Eigene Kündigung nach Eigenbedarfskündigung des Vermieters - Schadensersatzansprüche bei Täuschung verwirkt?

  • ich wurde wegen Eigenbedarf gekündigt und habe im Kündigungsschreiben das Angebot erhalten, vorzeitig durch eigene Kündigung auszuziehen. Dementsprechend habe ich das Angebot angenommen und habe nach finden einer Wohnung selbst gekündigt, im guten Glauben dass der Eigenbedarf berechtigt ist und ich doppelte Mietzahlungen vermeiden wollte, ausserdem war mir nicht klar, inwiefern ich eine Wohnung zu der vom Vermieter vorgegebenen Kündigungsfrist finde. Der Eigenbedarf ist offensichtlich vorgetäuscht, da die Wohnung nun annonciert ist.

    Habe ich durch die eigene Kündigung nun meine Ansprüche auf Schadensersatz aufgrund der offensichtlich vorgetäuschten Eigenbedarfskündigung verloren, oder kann ich noch Ansprüche für den Umzug geltend machen, da meine Kündigung ja auf der vorgetäuschten Eigenbedarfskündigung basierte?

    Ich habe in der Kündigung leider nicht geschrieben, dass ich ausschliesslich aufgrund des Eigenbedarfs kündige, habe aber aber geschrieben, dass ich meinerseits die mit der in der Eigenbedarfskündigung angebotenen verkürzten Kündigungsfrist kündige und auch auf kurze Mietdauer, unerwartet eintretenden Kosten und den nicht zu vernachlässigenden Umzugskosten geschrieben. So dass eigentlich klar sein sollte, dass ich ohne die Eigenbedarfskündigung wohl nicht gekündigt hätte.

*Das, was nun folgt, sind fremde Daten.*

PR #948, opened 2025-03-24
[RPA-1957] Allow tenant admin to manage credential collections

Aeri4a:
## Types of changes

---

### DIFF
--- a/runbotics/runbotics-orchestrator-ui/src/src-app/views/credentials/CredentialsCollection/EditCredentialsCollection/EditCredentialsCollection.utils.ts
+++ b/runbotics/runbotics-orchestrator-ui/src/src-app/views/credentials/CredentialsCollection/EditCredentialsCollection/EditCredentialsCollection.utils.ts
@@ -61,7 +61,7 @@ export const mapToEditCredentialCollectionDto = (collection: FrontCredentialColl
         accessType: collection.accessType,
         color: collection.color,
         sharedWith: sharedWithUsers,
-        description: collection.description ? collection.description : '',
+        description: collection.description ?? '',
         createdById: collection.createdById,
     };
 };
@@ -83,17 +83,28 @@ interface filterOptions {
 
 const SHARE_NOT_ALLOWED_ROLES = [Role.ROLE_GUEST, Role.ROLE_TENANT_ADMIN];
 
-export const filterSharableUsers = (value: string, allSharableUsers: UserDto[], {
-    sharedWithUsers =[],
-    selectedUsers = [],
-    collectionCreatorId,
-    currentUserId,
-}: filterOptions ): UserDto[] =>
+export const filterSharableUsers = (
+    value: string,
+    allSharableUsers: UserDto[],
+    {
+        sharedWithUsers = [],
+        selectedUsers = [],
+        collectionCreatorId,
+        currentUserId,
+    }: filterOptions
+): UserDto[] =>
     allSharableUsers.filter(
-        sharableUser =>
+        (sharableUser) =>
             sharableUser.email.toLowerCase().includes(value.toLowerCase()) &&
-        sharableUser.id !== collectionCreatorId && sharableUser.id !== currentUserId
-        && !sharableUser.roles.some(role => SHARE_NOT_ALLOWED_ROLES.includes(role)) &&
-        !sharedWithUsers?.some(sharedWithUser => sharedWithUser.email === sharableUser.email) &&
-        !selectedUsers?.some(selectedUser => selectedUser.email === sharableUser.email)
+            sharableUser.id !== collectionCreatorId &&
+            sharableUser.id !== currentUserId &&
+            !sharableUser.roles.some((role) =>
+                SHARE_NOT_ALLOWED_ROLES.includes(role)
+            ) &&
+            !sharedWithUsers?.some(
+                (sharedWithUser) => sharedWithUser.email === sharableUser.email
+            ) &&
+            !selectedUsers?.some(
+                (selectedUser) => selectedUser.email === sharableUser.email
+            )
     );
--- a/runbotics/runbotics-orchestrator-ui/src/src-app/views/credentials/CredentialsCollection/EditCredentialsCollection/EditCredentialsCollection.utils.ts
+++ b/runbotics/runbotics-orchestrator-ui/src/src-app/views/credentials/CredentialsCollection/EditCredentialsCollection/EditCredentialsCollection.utils.ts
@@ -1,9 +1,9 @@
-import { AccessType, DEFAULT_COLLECTION_COLOR, FrontCredentialCollectionDto, UserDto } from 'runbotics-common';
+import { AccessType, DEFAULT_COLLECTION_COLOR, FrontCredentialCollectionDto, Role, UserDto } from 'runbotics-common';
 
 import { translate } from '#src-app/hooks/useTranslations';
 
 import { SharedWithUser } from './SharedWithUsers/SharedWithUsers';
-import { EditCredentialsCollectionDto } from '../CredentialsCollection.types';
+import { EditCredentialsCollectionDto, EditCredentialsCollectionWithCreatorDto } from '../CredentialsCollection.types';
 
 export enum InputErrorType {
     NAME_IS_REQUIRED = 'NAME_IS_REQUIRED'
@@ -23,14 +23,15 @@ export const initialFormValidationState: CollectionFormValidation = {
     name: false
 };
 
-export const initialCredentialsCollectionData: EditCredentialsCollectionDto = {
+export const initialCredentialsCollectionData: EditCredentialsCollectionWithCreatorDto = {
     name: '',
     accessType: AccessType.PRIVATE,
     description: '',
-    color: DEFAULT_COLLECTION_COLOR
+    color: DEFAULT_COLLECTION_COLOR,
+    createdById: null,
 };
 
-export const getInitialCredentialsCollectionData = (collection: null | EditCredentialsCollectionDto): EditCredentialsCollectionDto => {
+export const getInitialCredentialsCollectionData = (collection: null | EditCredentialsCollectionWithCreatorDto): EditCredentialsCollectionWithCreatorDto => {
     if (!collection) {
         return initialCredentialsCollectionData;
     }
@@ -40,11 +41,12 @@ export const getInitialCredentialsCollectionData = (collection: null | EditCrede
         accessType: collection.accessType,
         color: collection.color,
         sharedWith: collection.sharedWith,
-        description: collection.description
+        description: collection.description,
+        createdById: collection.createdById,
     };
 };
 
-export const mapToEditCredentialCollectionDto = (collection: FrontCredentialCollectionDto): EditCredentialsCollectionDto => {
+export const mapToEditCredentialCollectionDto = (collection: FrontCredentialCollectionDto): EditCredentialsCollectionWithCreatorDto => {
     const sharedWithUsers = collection.credentialCollectionUser
         ? [...collection.credentialCollectionUser]
             .filter(credentialUser => credentialUser.userId !== collection.createdById)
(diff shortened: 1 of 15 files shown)


runbotics/runbotics-orchestrator-ui/src/src-app/views/credentials/CredentialsCollection/EditCredentialsCollection/EditCredentialsCollection.utils.ts
```diff
@@ -23,14 +23,15 @@ export const initialFormValidationState: CollectionFormValidation = {
...
 };
 
-export const initialCredentialsCollectionData: EditCredentialsCollectionDto = {
+export const initialCredentialsCollectionData: EditCredentialsCollectionWithCreatorDto = {
     name: '',
     accessType: AccessType.PRIVATE,
     description: '',
-    color: DEFAULT_COLLECTION_COLOR
+    color: DEFAULT_COLLECTION_COLOR,
+    createdById: null,
```
Erquer, line 31: type mismatch  - you defined type number on interface, but here is null. Change the interface field to number | null maybe, to avoid errors

runbotics/runbotics-orchestrator-ui/src/src-app/views/credentials/CredentialsCollection/EditCredentialsCollection/EditCredentialsCollection.utils.ts
```diff
@@ -40,11 +41,12 @@ export const getInitialCredentialsCollectionData = (collection: null | EditCrede
         accessType: collection.accessType,
         color: collection.color,
         sharedWith: collection.sharedWith,
-        description: collection.description
+        description: collection.description,
```
Erquer, line 44: why doing this destructurization in return statement if collection is type of returned object. return collection is enough imo.

runbotics/runbotics-orchestrator-ui/src/src-app/views/credentials/CredentialsCollection/EditCredentialsCollection/EditCredentialsCollection.utils.ts
```diff
@@ -59,11 +61,12 @@ export const mapToEditCredentialCollectionDto = (collection: FrontCredentialColl
         accessType: collection.accessType,
         color: collection.color,
         sharedWith: sharedWithUsers,
-        description: collection.description ? collection.description : ''
+        description: collection.description ? collection.description : '',
```
Erquer: collection.description ?? ''

runbotics/runbotics-orchestrator-ui/src/src-app/views/credentials/CredentialsCollection/EditCredentialsCollection/GeneralOptions/GeneralOptions.tsx
```diff
@@ -15,8 +15,8 @@ interface CredentalsCollectionGeneralOptionsProps {
     setFormValidationState: (formValidationState: CollectionFormValidation) => void;
     inputErrorType: InputErrorType;
     setInputErrorType: (errorType: InputErrorType) => void;
-    formState: EditCredentialsCollectionDto;
-    setFormState: (state: ((prevState: EditCredentialsCollectionDto) => EditCredentialsCollectionDto)) => void;
+    formState: EditCredentialsCollectionWithCreatorDto;
+    setFormState: (state: ((prevState: EditCredentialsCollectionWithCreatorDto) => EditCredentialsCollectionWithCreatorDto)) => void;
```
Erquer: this function is Dispatch<SetStateAction<EditCredentialsCollectionWithCreatorDto[]>> type. it's original setState action type if I understood this function type correctry

runbotics/runbotics-orchestrator-ui/src/src-app/views/credentials/CredentialsCollection/EditCredentialsCollection/SharedWithUsers/SharedWithUsers.tsx
```diff
@@ -21,8 +21,8 @@ export interface SharedWithUser {
 }
 
 interface SharedWithUsersProps {
-    credentialsCollectionFormState: EditCredentialsCollectionDto;
-    setCredentialsCollectionFormState: (state: (prevState: EditCredentialsCollectionDto) => EditCredentialsCollectionDto) => void;
+    credentialsCollectionFormState: EditCredentialsCollectionWithCreatorDto;
+    setCredentialsCollectionFormState: (state: (prevState: EditCredentialsCollectionWithCreatorDto) => EditCredentialsCollectionWithCreatorDto) => void;
```
Erquer: as above

runbotics/runbotics-scheduler/src/scheduler-database/credential-collection/credential-collection.service.ts
```diff
@@ -210,19 +239,29 @@ export class CredentialCollectionService {
...
+                await Promise.all(
+                    credentialCollectionUserArrayToSave.map((ccu) =>
+                        manager.save(CredentialCollectionUser, ccu)
+                    )
+                );
+
+                await manager.update(CredentialCollection, id, dto).catch(async error => {
+                    await this.throwErrorIfNameTaken(user.tenantId, dto.name, user.id, { id });
+
+                    throw new BadRequestException(error.message);
```
Erquer: if you throw error here, did you check if transaction is fully reverted?

runbotics/runbotics-scheduler/src/scheduler-database/credential-collection/credential-collection.service.ts
```diff
@@ -261,40 +302,48 @@ export class CredentialCollectionService {
     private async getCollectionUserArrayWithPrivileges(
         sharedWith: UpdateCredentialCollectionDto['sharedWith'],
         credentialCollection: CredentialCollection,
-        user: Omit<User, 'authorities'>,
         tenantId: Tenant['id'],
     ) {
-        const credentialCollectionCreator = this.credentialCollectionUserRepository.create({
```
Erquer, line 267: I don't exacly know the entity of credentialCollectionUser. But if the credentialCollectionId is the primary key - check if this works fine. For me there could be an error thrown if this field is primary key. so maybe better solution would be use check if there is creator and then skip the creation or use save function to update the particular creator

runbotics/runbotics-scheduler/src/scheduler-database/credential-collection/credential-collection.service.ts
```diff
@@ -261,40 +302,48 @@ export class CredentialCollectionService {
...
+            throw new BadRequestException('Some emails are not correct');
+        }
 
-        const unknownEmails = userEmails.filter(email => !grantAccessEmails.has(email));
+        const grantAccessUsers = await this.userService.findByEmailsNotTenantAdmin(userEmails, tenantId);
 
-        if (unknownEmails.length > 0) {
-            throw new BadRequestException(`Users with emails ${unknownEmails.join(', ')} do not exist`);
-        }
+        return grantAccessUsers.map(user => {
```
Erquer, line 330: why map? in this case it sshould be forEach imo. 
Or the best case 
repository.save(grantAccessUsers.map(user => return object to save based on conditions).
The save function saves all the given users in 1 transaction. In your solution there is new transaction for every insert

Erquer (changes requested):

runbotics/runbotics-orchestrator-ui/src/src-app/views/credentials/CredentialsCollection/EditCredentialsCollection/EditCredentialsCollection.utils.ts
bhszewczyk: we do not use strict so it should not result in error, but still I concur it will be a good indicator for devs that it could be nullable (and I think a good practice for us all)

runbotics/runbotics-orchestrator-ui/src/src-app/views/credentials/CredentialsCollection/EditCredentialsCollection/EditCredentialsCollection.utils.ts
```diff
@@ -75,18 +78,22 @@ interface filterOptions {
...
+    collectionCreatorId,
+    currentUserId,
 }: filterOptions ): UserDto[] =>
     allSharableUsers.filter(
         sharableUser =>
             sharableUser.email.toLowerCase().includes(value.toLowerCase()) &&
-        sharableUser.id !== collectionCreatorId
-        &&
+        sharableUser.id !== collectionCreatorId && sharableUser.id !== currentUserId
+        && !sharableUser.roles.some(role => SHARE_NOT_ALLOWED_ROLES.includes(role)) &&
```
bhszewczyk: consider moving && to another line to keep previous formatting

star-in-the-jar (approved):

bhszewczyk (changes requested):

runbotics/runbotics-orchestrator-ui/src/src-app/views/credentials/CredentialsCollection/EditCredentialsCollection/EditCredentialsCollection.utils.ts
Aeri4a: I am not sure now actually. Because the only difference is that in this code we skip 'id' if exists in object

runbotics/runbotics-orchestrator-ui/src/src-app/views/credentials/CredentialsCollection/EditCredentialsCollection/GeneralOptions/GeneralOptions.tsx
Aeri4a: You're right. I will complete those types.

runbotics/runbotics-scheduler/src/scheduler-database/credential-collection/credential-collection.service.ts
Aeri4a: It should be correct, because:
1. If update function throws error it will be catched in '.catch()'
2. In catch function either will be thrown error from calling function in first line or BadRequestException.
3. Those two errors won't be catched by update function nor .catch() so they will propagate to transaction scope
4. In TypeORM library - transaction body will catch this error and make a revert of whole transaction

runbotics/runbotics-scheduler/src/scheduler-database/credential-collection/credential-collection.service.ts
Aeri4a: collection_id and user_id both stand as primary key.

In this function we get all user entities group to share (including creator and excluding any tenant admin).
After that in create or update function, all previous sharable records will be erased for that collection and replaced with that new group.
As continuation for previous code logic, I don't intersect previous users with new ones and save/delete those who differ but replace all previous with all new.

runbotics/runbotics-scheduler/src/scheduler-database/credential-collection/credential-collection.service.ts
Aeri4a: That is a good point for save function. I think I can use it in update/create function. In case of this function i am doing map because I need to convert user objects to user entity (repo.create() is not inserting it to database). So the whole logic of saving to db is performed in service create/update function.

runbotics/runbotics-orchestrator-ui/src/src-app/views/credentials/CredentialsCollection/EditCredentialsCollection/EditCredentialsCollection.utils.ts
Aeri4a: Good, I formatted it now with prettier automatically

Erquer (approved):

bhszewczyk (approved):

PR #963, opened 2025-04-11
[RPA-2018] The action 'File: Create' should not overwrite an existing file.

teawithsand:
## Description

Overwrite now overrides file contents. Before it would leave it unmodified.

## Types of changes

- [X] Breaking change (fix or feature that would cause existing functionality to not work as expected)

---

### DIFF
--- a/runbotics/runbotics-desktop/src/action/file/file.utils.ts
+++ b/runbotics/runbotics-desktop/src/action/file/file.utils.ts
@@ -2,9 +2,9 @@ import fs from 'fs';
 import path from 'path';
 import { ActionRegex } from 'runbotics-common';
 
-export async function createNewFile(path: string){
+export async function createNewFile(path: string, truncate = false) {
     try {
-        fs.closeSync(fs.openSync(`${path}`, 'a'));
+        fs.closeSync(fs.openSync(`${path}`, truncate ? 'w' : 'a'));
     } catch (err) {
         throw Error(err);
     }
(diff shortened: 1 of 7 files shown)


Erquer (approved):

runbotics/runbotics-desktop/src/action/file/file.utils.ts
```diff
@@ -2,9 +2,9 @@ import fs from 'fs';
 import path from 'path';
 import { ActionRegex } from 'runbotics-common';
 
-export async function createNewFile(path: string){
+export async function createNewFile(path: string, truncate = false) {
```
bhszewczyk, line 5: I would think of renaming truncate to something crystal clear like `overwrite` or `replaceContent`

bhszewczyk (changes requested):
I know it wasn't exactly included in the task, but could you please add tooltip for the user to explain what "Conflict" means?

runbotics/runbotics-desktop/src/action/file/file.utils.ts
teawithsand: Truncate is typical word using in this kind of context judging from my experience. For instance Node.js documentation explains 'w' flag as:
`'w': Open file for writing. The file is created (if it does not exist) or truncated (if it exists).`

Also this function only creates a file, without returning any kind of description or otherwise providing a method to put some kind of contents into this file, which is why I believe that if parameter name change is required, a name like `discardExistingContent` or `ensureEmpty` would be more fitting in this case.

bhszewczyk: I get it, but from just reading "truncate" it suggest it is, well... truncated (so cut off) not re-written. I like `discardExistingContent` name

bhszewczyk (approved):

PR #979, opened 2025-04-29
[RPA-2003] Adding a notification about account activation (updated)

teawithsand:
Added default (preselected) reason of user decline. 

This PR also includes all changes of https://github.com/runbotics/runbotics/pull/950

image

## Types of changes

---

### DIFF
--- a/runbotics/runbotics-common/src/model/api/user.model.ts
+++ b/runbotics/runbotics-common/src/model/api/user.model.ts
@@ -21,7 +21,6 @@ export interface User {
     lastModifiedBy: string;
     tenantId: string;
     authorities: IAuthority[];
-    message?: string;
 }
 
 export type BasicUserDto = Pick<User, 'id' | 'email'>;
@@ -41,3 +40,10 @@ export type UserDto = Omit<
     roles: Role[];
     featureKeys: FeatureKey[];
 };
+
+export type ActivateUserDto = {
+    id: number
+    roles: Role[],
+    message?: string
+    tenantId: string
+}
--- a/runbotics/runbotics-common/src/model/api/user.model.ts
+++ b/runbotics/runbotics-common/src/model/api/user.model.ts
@@ -21,6 +21,7 @@ export interface User {
     lastModifiedBy: string;
     tenantId: string;
     authorities: IAuthority[];
+    message?: string;
 }
 
 export type BasicUserDto = Pick<User, 'id' | 'email'>;
--- a/runbotics/runbotics-orchestrator-ui/src/src-app/utils/ApiTenantResource.ts
+++ b/runbotics/runbotics-orchestrator-ui/src/src-app/utils/ApiTenantResource.ts
@@ -11,7 +11,6 @@ export interface PayloadWrap<T> {
     payload?: T;
     resourceId?: string | number;
     pageParams?: PageRequestParams;
-    message?: string;
 }
 
 type ResourcePath = string | ((resourceId: string | number) => string);
--- a/runbotics/runbotics-orchestrator-ui/src/src-app/utils/ApiTenantResource.ts
+++ b/runbotics/runbotics-orchestrator-ui/src/src-app/utils/ApiTenantResource.ts
@@ -11,6 +11,7 @@ export interface PayloadWrap<T> {
     payload?: T;
     resourceId?: string | number;
     pageParams?: PageRequestParams;
+    message?: string;
 }
 
 type ResourcePath = string | ((resourceId: string | number) => string);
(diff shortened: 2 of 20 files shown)


runbotics/runbotics-orchestrator-ui/src/src-app/utils/ApiTenantResource.ts
```diff
@@ -11,6 +11,7 @@ export interface PayloadWrap<T> {
     payload?: T;
     resourceId?: string | number;
     pageParams?: PageRequestParams;
+    message?: string;
 }
```
Aeri4a: I don't like the fact that this general interface contains additional message. Why it is not in payload?

runbotics/runbotics-common/src/model/api/user.model.ts
```diff
@@ -21,6 +21,7 @@ export interface User {
     lastModifiedBy: string;
     tenantId: string;
     authorities: IAuthority[];
+    message?: string;
```
Aeri4a: Why is message in a user model?

runbotics/runbotics-scheduler/src/scheduler-database/user/user.service.ts
```diff
@@ -166,6 +166,8 @@ export class UserService {
             lastModifiedBy: executor.email,
         };
 
+        this.mailService.sendUserAcceptMail(user, userDto.message);
+
```
Aeri4a: There is a lack of IF for checking isFirstActivation, because we would like to be notified only the FIRST time after activation

runbotics/runbotics-common/src/model/api/user.model.ts
Aeri4a: If you need to have one more field for updating, just use another dto like those below (BasicUserDto)

runbotics/runbotics-orchestrator-ui/src/src-app/views/users/DeclineUserReasonSelector/DeclineUserReasonSelector.tsx
```diff
@@ -80,6 +87,10 @@ export const DeclineUserReasonSelector = ({
                 )}
             </Typography>
             <StyledRadioGroup value={reason} onChange={handleRadioControlChange}>
+                <RadioControl
+                    label={declineReason[DeclineReason.DEFAULT_REASON].message}
+                    value={declineReason[DeclineReason.DEFAULT_REASON].value}
+                />
                 <RadioControl
                     label={declineReason[DeclineReason.FIRST_REASON].message}
```
Aeri4a: In my opinion user don't have to know the default message

runbotics/runbotics-scheduler/src/scheduler-database/user/dto/update-user.dto.ts
```diff
@@ -8,6 +8,11 @@ export const updateUserSchema = z.object({
...
     tenantId: z.string(),
     roles: z.array(z.nativeEnum(Role)),
+    message: z.string().trim().min(1).optional(),
 }).partial();
 
 export type UpdateUserDto = z.infer<typeof updateUserSchema>;
+
+export const message =  z.string().trim().min(1).optional();
+
+export type Message = z.infer<typeof message>;
```
Aeri4a: Include message in update user dto as optional and actually I would suggest to change the name from message to for example "decline reason" or "activation message" for clean code understanding.

runbotics/runbotics-scheduler/src/mail/mail.service.ts
```diff
@@ -177,6 +178,16 @@ export class MailService {
         }
     }
```
Aeri4a, line 178: In this file in line 171 you should also delete checking field in dto. I think you should merge this function with function you called sendUserAcceptMail.

Aeri4a (changes requested):

runbotics/runbotics-scheduler/src/scheduler-database/user/user.controller.ts
```diff
@@ -49,6 +50,20 @@ export class UserController {
...
+        @Param('id', ParseIntPipe) userId: User['id'],
+        @Body(new ZodValidationPipe(activateUserSchema)) userDto: ActivateUserDto,
+    ) {
+        return this.userService.activate(
+            userDto,
+            userId,
+            user
+        );
+    }
+
```
Aeri4a, line 66: There is no handling for situation in which user dto comes with different tenant id than it is in url. That situation should not happen.

Aeri4a (changes requested):

Aeri4a (approved):
nice, eventually clean code

Aeri4a (approved):

igorspychalaafo (approved):

bhszewczyk (approved):

janeksmielowski (approved):

janeksmielowski:
why exactly do we have predefined statements for reject reason? I believe we should have one message: Your account activation has been rejected. With optional reason attached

    Vielen Dank für Eure Hilfe

    Sportzfreund

  • Da Du das Angebot vom Vermieter schriftlich hast, vorab ausziehen zu können, würde ich es versuchen. Ob Du dann in deiner Kündigung keinen Bezug genommen hast, dürfte keine Rolle spielen. Hier ist ja ein klarer Zusammenhang erkennbar.

    Schnapp Dir das Schreiben des Vermieters, drucke die Annonce aus und geh damit zu einem Fachanwalt für Mietrecht.

    Meine Antworten beruhen aus meiner persönlichen Erfahrung und stellen keine Rechtsberatung dar.

  • anzusetzende Stundenkosten, da ich viel selber gemacht habe.

    Da sieht es schlecht aus, außer du hast damit innerhalb deines eigenen Beruf gearbeitet.

    Wohlgemerkt muss der Eigenbedarf nicht vorgetäuscht sein, sondern kann sich auch anderweitig erledigt haben. Du musst also erstmal nachweisen, dass dieser vorgetäuscht war und dafür reicht eine erneute Vermietung grundsätzlich nicht aus.

    Aber die Einzelheiten wird dann der Anwalt erläutern.